Dataset entries:
PR #3348, opened 2018-09-20
[WIP] test output component

alexandercbooth:
Towards #3342.

Getting the testing kicked off for the output component in the same way we had done with display-area output. 

Just a WIP until #3347 goes in, since it includes a component from that and I branched from there.

### DIFF
--- a/packages/outputs/__tests__/output-spec.js
+++ b/packages/outputs/__tests__/output-spec.js
@@ -1,0 +1,47 @@
+import * as React from "react";
+import { shallow } from "enzyme";
+
+import { Output, StreamText, JupyterError } from "../src";
+
+describe("Output", () => {
+  it("handles stream data", () => {
+    const output = { outputType: "stream", name: "stdout", text: "hey" };
+
+    const component = shallow(
+      <Output output={output}>
+        <StreamText />
+      </Output>
+    );
+    console.log(component);
+    expect(component.type()).toEqual(StreamText);
+  });
+
+  it("handles errors/tracebacks", () => {
+    const output = {
+      outputType: "error",
+      traceback: ["Yikes, Will is in the upsidedown again!"],
+      ename: "NameError",
+      evalue: "Yikes!"
+    };
+
+    const component = shallow(
+      <Output output={output}>
+        <JupyterError />
+      </Output>
+    );
+    expect(component.type()).toEqual(JupyterError);
+
+    const outputNoTraceback = {
+      outputType: "error",
+      ename: "NameError",
+      evalue: "Yikes!"
+    };
+
+    const component2 = shallow(
+      <Output output={output}>
+        <JupyterError />
+      </Output>
+    );
+    expect(component2.type()).toEqual(JupyterError);
+  });
+});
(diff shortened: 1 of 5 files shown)


rgbkrk:
#3347 is in now, so this can have the WIP tag removed. 😄

packages/outputs/src/index.js
```diff
@@ -1,2 +1,6 @@
-// @flow
-export { RichMedia } from "./components/rich-media.js";
+// @flow strict
+export { RichMedia } from "./components/rich-media";
+export { Output } from "./components/output";
+export { JupyterError } from "./components/jupyter-error";
+import StreamText from "./components/stream-text";
```
rgbkrk, line 5: Guess we need that named export for easier exporting here. 😄

BenRussert: Along the lines of other todos, I'm thinking we should change to `<OutputSwitch />` sooner rather than later. Or are we sticking to `<Output />`?

packages/outputs/__tests__/output-spec.js
```diff
@@ -0,0 +1,47 @@
...
+    expect(component.type()).toEqual(JupyterError);
+
+    const outputNoTraceback = {
+      outputType: "error",
+      ename: "NameError",
+      evalue: "Yikes!"
+    };
+
+    const component2 = shallow(
+      <Output output={output}>
```
BenRussert, line 41: Were you meaning to go:
```jsx
 <Output output={outputNoTraceback}>
```
Otherwise `outputNoTraceback` is just hanging out there :smiley:

packages/outputs/src/components/jupyter-error.js
```diff
@@ -0,0 +1,29 @@
...
+
+import type { ErrorOutput } from "@nteract/records";
+type Props = ErrorOutput;
+
+export const JupyterError = (props: Props) => {
+  const { ename, evalue, traceback } = props;
+
+  if (!Array.isArray(traceback) || !traceback.length) {
+    return (
+      <Ansi className="nteract-display-area-traceback">{`${ename}: ${evalue}`}</Ansi>
```
BenRussert, line 13: We use something like this  `className` in hydrogen today, but I think we could drop this class here in the stock error component. 

I have a long standing todo to create a custom error component for hydrogen, and this new api is going to make that happen I think! [See this issue](https://github.com/nteract/hydrogen/issues/894) if you want to find out how long I have had this on my mind :calendar:

BenRussert (approved):
I am a big fan of how this new api is working out and these tests gave me a chance to try it in action.Thanks @alexandercbooth for putting this together!

I iterated a bit on the tests as I played around, I think we should merge this and I'll show what I mean in a separate PR!

packages/outputs/src/index.js
rgbkrk: I think that's great, want to go ahead and make a PR?

packages/outputs/__tests__/output-spec.js
alexandercbooth: I was, good catch @BenRussert! Thank you 😄

alexandercbooth:
Thanks @BenRussert 😄

PR #839, opened 2023-12-23
feat: add Amazon Work With All Hubs cluster

sjorge:
I've seen the WWAH cluster on a few of my devices, mostly if they have the 'works with amazon echo' sticker on the box.

I never found a attribute list but Ubisys was kind enough to provide it when I asked. I have no plans on use this, but it looks like it might be interesting to collect device metrics and perhaps with the auto generation for unsupported devices.

otaMaxOfflineDuration might be useful for the OTA process too, that should indicate how long we need to wait before assuming the device is back.

### DIFF
--- a/src/zcl/definition/cluster.ts
+++ b/src/zcl/definition/cluster.ts
@@ -5701,6 +5701,38 @@ const Cluster: {
         commands: {},
         commandsResponse: {},
     },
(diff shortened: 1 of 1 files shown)


Koenkk:
Thanks!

§ EXERCISE: Each line above where the word "make" occurs should be returned in full.

§ RESPONSE:
I have a long standing todo to create a custom error component for hydrogen, and this new api is going to make that happen I think! [See this issue](https://github.com/nteract/hydrogen/issues/894) if you want to find out how long I have had this on my mind :calendar:
rgbkrk: I think that's great, want to go ahead and make a PR?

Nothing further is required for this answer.